住まいと小学校を探す事が、教授の家での2週間滞在中の最大の仕事。先生一家は地図を片手に、土日を使って車で市内を回り始めた。貸家を探す場合、新聞(アドバタイザー)に掲載されている物件を見て、1つ1つに電話をかけ、家主と話し、日時を決めて実際に見に行く。中を見た上で決まれば、ひと月分の家賃を支払い、引越しとなる。この電話の役目は奥さんに課せられ、この修行が奥さんを強くした。
最初は上品な声で、丁寧な英語で話したはずだったが、電話の向こうは色々な方々がいる。「イヨウ、家カイ、イイヨ、見ニクルカイ?」と言われ、「合点デイ、ジャ、イクカラナ、アリガトヨ」と応えている自分に、はっとするのであった。上品になど構えていられない、通じればそれでよい。
先生たちの目に留まった家は、活気のあるお店の続くイタリア人、ギリシャ人の多い地域で、町の中心に近い。道を挟んで学校のほぼ向かいにあり、子供たちの様子がよく見える。小さな庭、応接間、2つの寝室、台所、ファミリールームと呼ばれる居間、月7万円の、オーストラリアでは小さな家。大家さんは、ギリシャ人。
学校入学は、とても簡単である。前校に在籍していた証明があれば、直接校長と話し、特に問題がなければ許可が出る。5歳児は、レセプシヨン、6歳児から1年生となる。授業料は、公立で年間約1万円、私立で年間約50万から60万円前後であるが、外国人に対して、私立の場合割高になり、現地の人には補助が出るようである。資金が乏しいので、迷わず先生一家のSO君は、入学式もなくノウウッド公立小学校の1年生となった。

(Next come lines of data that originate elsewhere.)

PR #1211, opened 2019-01-09
Modified source diamon name Evidence to CEM

NEONKID:
Fixed #1210 
I think Evidence is now CEM.


NEONKID:
The same problem has been fixed in addition to the Priority setting section.

anthonysena:
Thanks @NEONKID for these fixes. @pavgra could you confirm that these are working for you since they involve security & configuration? Thanks!

pavgra:
@anthonysena , thank you for pinging me - it appeared that the method lacked security checks at all. I've logged the issue:
https://github.com/OHDSI/WebAPI/issues/743

PR #1223, opened 2019-01-15
Fixed load cc caption bug and pathways..

### LINKED ISSUE #1214: Error reading characterization caption
screenshot from 2019-01-10 17-48-05

When I select Characterization Caption and select another menu, I need to call up the previous Caption.

NEONKID:
Fixed #1214 

The function to be called is located below the called function.
In addition to CC (Characterizations), the same bugs in Pathways have been fixed at the same time.

### DIFF
--- a/js/pages/pathways/components/manager.js
+++ b/js/pages/pathways/components/manager.js
@@ -40,8 +40,12 @@ define([
 			this.dirtyFlag = sharedState.CohortPathways.dirtyFlag;
 			this.analysisId = ko.observable();
 			this.executionId = ko.observable();
-
 			this.loading = ko.observable(false);
+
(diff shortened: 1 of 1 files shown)


anthonysena:
@NEONKID can you merge the current master into your forked branch? #1224 appears to address the same issue for cohort characterization which may cause a conflict. The addition you made for pathways is appreciated and we'd like to get that merged in as well. Thanks!

NEONKID:
@anthonysena Okay. I have pushed my commit back to the current master branch. Please confirm. Thank you.

chrisknoll:
Ok, cool, this looks better: now we only see pathways/components/manager.js needing changes, while the prior version of the PR had others.  Looks better!

PR #1235, opened 2019-01-18
Fix inclusion impact report where censor period is being used

wivern:
Fixes OHDSI/WebAPI#364


chrisknoll:
This new column 'lost to censoring' is also visible in `FeasiblityAttritionReport.html`, so I think that needs to be added there as well.

PR #1421, opened 2019-03-05
Export to CSV in explore view.

chrisknoll:


chrisknoll:
Ok, I applied the same .less styles that are used elsewhere.

Unfortunately, this seems to be a bot of copy-paste between different .less files. Maybe there's a way to have some of these button layouts shared?

pavgra:
If we'd always use bundler, we could create functions / shared classes in less and import those. But now I think your approach is OK

chrisknoll:
> If we'd always use bundler, we could create functions / shared classes in less and import those. 

I'm not sure a bundler is required for that:

Consider if we had a shared module with several BEMHelper instances in it:

```
define(['BEMHelper'],function(BEMHelper) { 

return {
  chartClasses: new BEMHelper(),
  datatableClasses: new BEMHelper()
}
});
```

Etc, such that instead of having to copy and paste things like button styles or graph axis styles, we can just import the 'sharedClasses' module and reference the instance of the bemhelper (chartClasses vs datatableClasses) to expose the specific styles we need.

pavgra:
http://lesscss.org/features/ -> Section "Import Statements"
\+
http://lesscss.org/features/#mixins-feature

PR #1435, opened 2019-03-07
fixed permissions checks

### LINKED ISSUE #1420: Unauthorized error message is not displayed
There is no error message regarding the lack of permissions on following Atlas pages for unauthorized user:
- Search
- Concept Sets
- Estimation
- Prediction
- Jobs

\+ in some pages AJAX requests are attempted to be done even though there are no perms

johnSamilin:
fixes #1420

### DIFF
--- a/js/pages/concept-sets/concept-manager.html
+++ b/js/pages/concept-sets/concept-manager.html
@@ -219,3 +219,5 @@
 		</div>
 		<div class="clear"></div>
 	</div>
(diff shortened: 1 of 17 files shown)


pavgra:
What about preventing AJAX calls if a user reaches pages but does't have enough perms?

pavgra:
What about Vocabularies tab?

PR #1436, opened 2019-03-07
Adds concept code to cc results

### LINKED ISSUE #1427: Characterization
### Expected behavior

Covariates should be uniquely represented in table, no redundant records

### Actual behavior

Redundant covariates observed.  Likely some issue with SQL join.  Confirm that joins are on covariate_id and not covariate_name,

Example results showing redundant records from drug domain:

image

Review results from characterization with >=2 cohorts and using Features using Drug Group Era.

wivern:
Closes #1427

### DIFF
--- a/js/pages/characterizations/services/conversion/PrevalenceStatConverter.js
+++ b/js/pages/characterizations/services/conversion/PrevalenceStatConverter.js
@@ -35,7 +35,11 @@ define([
                     title: 'Concept ID',
                     data: 'conceptId',
                     render: (d, t, r) => {
-                        return `<a href="/#/concept/${r.conceptId}" data-bind="tooltip: '${r.conceptName}'">${r.conceptId}</a>`
+                        if (r.conceptId === null || r.conceptId === undefined) {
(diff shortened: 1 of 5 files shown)


js/pages/characterizations/services/conversion/PrevalenceStatConverter.js
```diff
@@ -29,7 +29,16 @@ define([
...
 
 		getDefaultColumns(analysis) {
-		    return [ this.getСovNameColumn() ];
+		    return [
+		        this.getСovNameColumn(),
+                {
+                    title: 'Concept ID',
+                    data: 'conceptId',
+                    render: (d, t, r) => {
+                        return `<a href="/#/concept/${r.conceptId}" data-bind="tooltip: '${r.conceptName}'">${r.conceptId}</a>`
```
anthonysena: While testing this, I ran into an issue caused by a concept name with an apostrophe in it - perhaps use `CommonUtils.renderBoundLink`?

PR #1439, opened 2019-03-07
ATLP-642 Error page after IR deletion

wivern:
Fixes Error page after IR deletion

### DIFF
--- a/js/pages/incidence-rates/ir-manager.js
+++ b/js/pages/incidence-rates/ir-manager.js
@@ -171,16 +171,14 @@ define([
 			this.init();
 		}
 
-		async pollForInfo({silently = false, analysisId = null} = {}) {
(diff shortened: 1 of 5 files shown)


js/pages/incidence-rates/ir-manager.js
```diff
@@ -246,7 +243,16 @@ define([
 				this.pollForInfo();
 				this.pollTimeout = PollService.add(() => this.pollForInfo({ silently: true }), 10000);
 			});
-		};
+		}
+
+		onRouterParamsChanged(params = {}) {
+			const { analysisId } = params;
+			if (!analysisId) {
```
pavgra: Why `parseInt` isn't used here? If I'm not mistaken, `analysisId` in such case equals to `"0"` (string)

pavgra:
When I pick an IR from list:
image

PR #1440, opened 2019-03-07
Fixes Error page after IR deletion

wivern:


js/pages/incidence-rates/ir-manager.js
```diff
@@ -316,6 +316,7 @@ define([
 			IRAnalysisService.deleteAnalysis(this.selectedAnalysisId()).then(() => {
 				this.selectedAnalysis(null);
 				this.dirtyFlag(new ohdsiUtil.dirtyFlag(this.selectedAnalysis()));
+				PollService.stop(this.pollTimeout);
```
pavgra: Why this is not done by just `dispose`?

pavgra:
What about `onRouterParamsChanged`?

js/pages/incidence-rates/ir-manager.js
```diff
@@ -177,30 +171,36 @@ define([
 			this.init();
 		}
 
-		async pollForInfo({silently = false} = {}) {
+		async pollForInfo({silently = false, analysisId = null} = {}) {
```
pavgra: Why do you need to pass the `analysisId` and then compare it to `selectedAnalysisId`? And then check for empty id (`if (id) {`)?

I assume that it might be related to Polling, but then you need just to `PollService.stop(this.pollTimeout);` before doing `this.pollTimeout = PollService.add(() => this.pollForInfo`, don't you?

Issue #1461, opened 2019-03-08
Profiles search doesn't display results in bundled mode


pavgra:
In non-bundled mode `this` in `profileChart.js` -> `categoryScatterPlot` -> `rectangle` is either `instanceof SVGElement` or `undefined`.

In bundled mode the `this` equals to `Window` instead of `undefined`:
![image](https://user-images.githubusercontent.com/10010071/54041007-a3c3e380-4194-11e9-925e-82c6cc7d8908.png)

And later fails inside of d3 when it attempts to call  `querySelectorAll` on `Window`:
![image](https://user-images.githubusercontent.com/10010071/54041037-b5a58680-4194-11e9-8dbb-26fdf8972b89.png)

PR #1462, opened 2019-03-08
Fixed Profiles strict mode

pavgra:
fixes https://github.com/OHDSI/Atlas/issues/1461


anthonysena:
@pavgra  I'm getting the following errors in profiles (does not appear to be related to this PR) but wanted to see if you are also getting this:

image

Its related to the tooltip positioning when hovering over events in the patient profile timeline.

PR #1511, opened 2019-03-14
Fixed IR Analysis reset to new instance

### LINKED ISSUE #1509: Profiles nav resets IR analysis to new instance.

1. Open any IR
1. Close the IR
1. Observe that IR icon in the menu is green
1. Go to 'Profiles' tab

### Expected behavior
IR icon is white, not green, in step 3

### Actual behavior
IR icon is green on the left pane in step 3. And if you go to IR tab the list of all IR's is expected but IR from step 1 is opened

vlbe:
Fixes #1509

### DIFF
--- a/js/pages/incidence-rates/ir-manager.js
+++ b/js/pages/incidence-rates/ir-manager.js
@@ -1,11 +1,11 @@
 define([
-	'knockout', 
+	'knockout',
 	'text!./ir-manager.html',
 	'services/IRAnalysis',
 	'services/SourceAPI',
 	'services/CohortDefinition',
-	'./components/iranalysis/IRAnalysisDefinition', 
-	'./components/iranalysis/IRAnalysisExpression', 
+	'./components/iranalysis/IRAnalysisDefinition',
+	'./components/iranalysis/IRAnalysisExpression',
 	'assets/ohdsi.util',
 	'appConfig',
 	'atlas-state',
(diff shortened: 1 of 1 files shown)


chrisknoll:
@vlbe,  I see the code changes, but a gap in my understanding is why this wouldn't have impacted all the other navs.  But some do, and some don't and I worry that there's a deeper issue we should address:

After opening up an IR and closing it, the following Navs result in a new instance:
- Search
- Profiles

However, the following **do not** result in a new instance:
- Home
- Concept Sets
- Cohort Definitions
- Characterizations
- Pathways
- Estimation
- Prediction
- Jobs
- Configuration
- Feedback

So, at risk of drawing this out more, is there something that needs to be investigated as to why some of the navs resulted in the behavior, while others did not?  Your code change only impacts handling onRouteChanged inside IR analysis, but since Search and Profiles seem to reset the IR analysis, what is different about Search and Profiles route navigation?  Is there some deeper issue about these navs?

vlbe:
@chrisknoll 
We have overridden methods **onRouterParamsChanged** and **dispose** in ir-manager. In Page component in costructor we subscribe to routerParams and if params change we call  **onRouterParamsChanged**. So the  problem was that we don't unsubscribe when page dispose because in ir-manager dispose() doesn't call super.dispose().

PR #1512, opened 2019-03-14
Fixes Incidence Rate Generation errors in UI 

### LINKED ISSUE #1507: Incidence Rate Generation errors in UI
### Expected behavior

When generating an IR analysis using the Generate pop-up to a new source that has yet to have an execution, we expect the interface to:

1. Not receive an error in the developer console
2. To poll for the job status properly

### Actual behavior

1. We received an error in the console when generating on a source that had 0 executions. The response of the execution service returned a 204 error which lead to properties on the returned job object containing no properties.

2. We've also observed that other sources with results also change to "running" even though it was not the one we selected for generation: 

image

Once the job kicked off, we got the display above even though we only ran this on JMDC. After the first poll on the new job, the sources then reset to their proper running state.

We used an IR that was already generated on a single source. We then generated on a 2nd source and observed the problems mentioned above.

wivern:
Fixes #1507

### DIFF
--- a/js/components/generation/select-sources-popup.js
+++ b/js/components/generation/select-sources-popup.js
@@ -24,7 +24,7 @@ define([
 
 			this.showModal = params.showModal;
 			this.selectedSources = params.selectedSources;
-			this.sourceOptions = ko.computed(() => params.sources().map(s => ({ source: s, selected: ko.computed(() => this.selectedSources().includes(s)) })));
+			this.sourceOptions = ko.computed(() => params.sources().map(s => ({ source: s, selected: ko.computed(() => this.selectedSources().find(ss => ss.sourceKey === s.sourceKey)) })));
 			this.submit = params.submit;
 
 			this.tableDom = "Bfrtp";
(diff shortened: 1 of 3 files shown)


js/components/generation/select-sources-popup.js
```diff
@@ -24,7 +24,7 @@ define([
 
 			this.showModal = params.showModal;
 			this.selectedSources = params.selectedSources;
-			this.sourceOptions = ko.computed(() => params.sources().map(s => ({ source: s, selected: ko.computed(() => this.selectedSources().includes(s)) })));
+			this.sourceOptions = ko.computed(() => params.sources().map(s => ({ source: s, selected: ko.computed(() => this.selectedSources().find(ss => ss.sourceKey === s.sourceKey)) })));
```
pavgra: Why this was switched to sourceKey?

wivern: Well, because source object is changing during polling

PR #1515, opened 2019-03-15
Fixes Google IAP session refresh. Add Google IAP logout

pavgra:
fixes https://github.com/OHDSI/WebAPI/issues/968

### DIFF
--- a/js/components/welcome.html
+++ b/js/components/welcome.html
@@ -42,6 +42,7 @@
 			<div data-bind="if: isLoggedIn() && !tokenExpired()">
                 <div data-bind="text: $component.status"></div>
 				<span data-bind="css: classes({ element: 'signout-btn', extra: ['btn btn-sm btn-default'] }), click: $component.signout, visible: $component.token()"><i class="fa fa-sign-out"></i> Sign Out</span>
+				<span data-bind="css: classes({ element: 'signout-btn', extra: ['btn btn-sm btn-default'] }), click: $component.signoutIap, visible: $component.isGoogleIapAuth()"><i class="fa fa-sign-out"></i> Sign Out</span>
 			</div>
 		</div>
 	</div>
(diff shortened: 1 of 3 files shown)


js/components/welcome.html
```diff
@@ -42,6 +42,7 @@
 			<div data-bind="if: isLoggedIn() && !tokenExpired()">
                 <div data-bind="text: $component.status"></div>
 				<span data-bind="css: classes({ element: 'signout-btn', extra: ['btn btn-sm btn-default'] }), click: $component.signout, visible: $component.token()"><i class="fa fa-sign-out"></i> Sign Out</span>
+				<span data-bind="css: classes({ element: 'signout-btn', extra: ['btn btn-sm btn-default'] }), click: $component.signoutIap, visible: $component.isGoogleIapAuth()"><i class="fa fa-sign-out"></i> Sign Out</span>
```
chrisknoll: Could we abstract this `isGoogleIAPAuth()` check?  Just at the look of it:  the signout button is hidden in the case of google IAP.  Can we have a class of authentication providers that 'supportsLogout'? Could we define a set of capabilities related to each auth provider, and make the UI behave based on auth capabilities vs. specific auth providers.

Thinking a bit more on this:  once someone logs in to Atlas, shouldn't the mechanism of authentication be irrelevant after they authenticate via one of the many providers?  When they sign out in atlas, shouldn't' that just mean we invalidate their authentication session in atlas?

pavgra: > When they sign out in atlas, shouldn't' that just mean we invalidate their authentication session in atlas?

They should. And this is exactly what is done here: a user is redirected to IAP page which invalidates the user's session. This is Identity Proxy which stores the session in case of Google IAP provider versus the Atlas app in all other cases: `GoogleIapJwtAuthFilter` vs `AtlasJwtAuthFilter`

> Could we define a set of capabilities related to each auth provider, and make the UI behave based on auth capabilities vs. specific auth providers.

We could. I just follow the rule of making minimally required changes when we talk about fixes right before the release. Therefore, I think such abstraction could take place in 2.8

PR #1517, opened 2019-03-15
added default sorting for characterization reports results

### LINKED ISSUE #1127: Presort characterization table results to display highest to lowest %
### Request
When the characterization tables display they are sorted alphabetically by concept name. It would be more intuitive to have the default be sorting by highest to lowest % for each analysis generated.

johnSamilin:
fixes #1127


johnSamilin:
>What about comparison mode - where is sort by stdDiff?
This is the last column, it's being used by default

js/pages/characterizations/services/conversion/BaseStatConverter.js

まず、驚くのは様々な色の髪の毛、肌、目。オーストラリア人、ギリシャ人、イタリア人、アジア系などが均等の割合だ。さらに、日本と大きく違うことに、校長先生はじめ担任の先生方が「いつでも学校に来ていい」とおっしゃる。下の子もどうぞ、と。実際、SO君のお母さんは3歳になる弟と、毎日教室や校庭に出かけた。いつもにこやかに迎えられる。アルファベットの読み方しか知らないSO君が慣れるまで、少しはましである母が通訳の役割をする。もし、誰もいなくても、学校の方から助っ人をつけてくれる。また、英語の特別授業をすぐに開始してくれる。受ける子供は時間が来ると、教室を抜け出して、その教室に行く。特別授業は、子供の理解度によって打ち切ることも続ける事もできる。
まったく英語を話せない少年は、同じ子供と遊びたい、その気持ちだけで、いとも簡単に異言語の世界に入りこんでしまった。子供の性格に拠る所も多いが、なじめない場合、決してほってはおかれない。子供は、全神経を使って相手の言う事を理解しようとし、まねをし、分からなくてもついて行こうとする。そうしているうちに驚異的な速さで相手と同じ言葉を話せるようになる。授業の中で、アルファベットの形が反対でも、順序が違っていても先生は決して笑わない、怒らない。「今日はエムを上手に書けたのよ」とか、目に感動を込めて、「見て、文章を書いたのよ」とバラバラな字を母に見せてくれる。それは、あたたかく、ありがたくて母は言葉を失った。